I'm opening an image in binary mode with python3 then splitting that data at a specific marker (\xff\xda)
everything that is after that marker is stored in a variable for which I'd like to replace all a's by e's
but I'm having troubles when converting the binary data to string :
UnicodeDecodeError : 'ascii' codec can't decode byte 0xe6 in position 13: ordinal not in range(128)
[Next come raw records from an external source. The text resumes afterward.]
PR #178, opened 2017-06-13
render roughnum with trailing ellipsis

ds26gte:
Fix for brownplt/pyret-lang#664.

(This modifies the renderer for roughnums rather than changing `Roughnum.prototype.toString`, which breaks too many tests, because `toString` isn't called only by the renderer.)

### DIFF
--- a/src/web/js/output-ui.js
+++ b/src/web/js/output-ui.js
@@ -1126,6 +1126,8 @@
           });
 
           return outText;
+        } else if (jsnums.isRoughnum(num)) {
+          return renderText(sooper(renderers, "number", num.toString() + '...'));
         } else {
           return renderText(sooper(renderers, "number", num));
         }


blerner:
This also seems like the wrong place to solve this.  Either Pyret's rendering behavior should include ..., or it shouldn't;  I don't think CPO and cmdline-Pyret should differ here.

ds26gte:
You mean you'd like the `...` in the default renderers in `pyret-lang/**/runtime.js`, as opposed to in `code.pyret.org/**/output-ui.js`?

The latter seems to already be making rendering decisions, e.g., the rational-number toggle. (I've also been adding dialect-conditional rendering decisions there, although they will only show in the Patch-specific fork of `code.pyret.org` and not here.)

In any case, changing `Roughnum.*.toString()` is too early (I tried it). The fix has to be made at the rendering stage, regardless of whether in `runtime.js` along with the default renderers, or in `output-ui.js` with the overriding renderers.

jpolitz:
Hm.  I'm really not happy with either choice, because I don't know what principle is being applied here.  The inconsistency between command-line and browser sucks, but it's also annoying to have another printed form that isn't re-parseable as the value.

I'm less unhappy with having it be consistent between command line and browser, so I agree with Ben.  I'd be more happy if we had a rule that demanded we go one way or another.

blerner:
We technically _could_ make the lexer's roughnum syntax end in an _optional_ `...`, so that the printed form is a subset of the lexable form.  That seems hacky, too, but is less bad than violating our goal of having `torepr` produce an expression that should evaluate back to "the original" value.

ds26gte:
Having the trailing-ellipsis form reparseable as a roughnum is not at all a big deal. (Requires adding an optional dot-dot-dot suffix to the roughnum regexps in `pyret-tokenizer` and `js-numbers`.) If that would satisfy you, let me know.

PR #179, opened 2017-06-16
stop-when takes an optional last-picture-handler argument

ds26gte:
Like WeScheme does. The last-picture-handler argument takes the final value of the reactor's state and returns an image, which is displayed as the last picture.

### DIFF
--- a/src/web/js/trove/world-lib.js
+++ b/src/web/js/trove/world-lib.js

with open(filein, "rb") as rd:
with open(fileout,'wb') as wr:
img = rd.read()
if img.find(b'\xff\xda'): ## ff da start of scan
splitimg = img.split(b'\xff\xda', 1)
wr.write(splitimg[0])
scanimg = splitimg[1]
scanglitch = ""
scanimg = scanimg.encode()
for letter in scanimg :
if letter not in 'a':
scanglitch += letter
else :
scanglitch += 'e'
print(scanimg)
wr.write(b'\xff\xda')
content = scanglitch.decode()
wr.write(content)
Isn't encode() and decode() the right way to convert binary data to strings and back ? thx
When dealing with binary data, you'll want to try and remain in binary mode as much as possible, especially since there's no guarantee your chosen string encoding can represent all values anyway.
Just remember bytes
objects are fundamentally lists of 8-bit unsigned integers, even if they have the convenient string-like b'xyz'
syntax.
filein = "download.jpeg"
fileout = "glitch.jpg"
with open(filein, "rb") as rd:
img = rd.read()
# We can happily crash here if there's no FFDA;
# that means we're not able to process the file anyway
prelude, marker, scanimg = img.partition(b"\xff\xda")
scanglitch = []
for letter in scanimg: # scanimg is a list of integers, so we have to use `ord()`
if letter != ord("a"):
scanglitch.append(letter)
else:
scanglitch.append(ord("e"))
with open(fileout, "wb") as wr:
wr.write(prelude)
wr.write(marker)
wr.write(bytes(scanglitch))
(I am aware the replacement logic could be written as a list comprehension, but I figured it'd be more friendly like this.)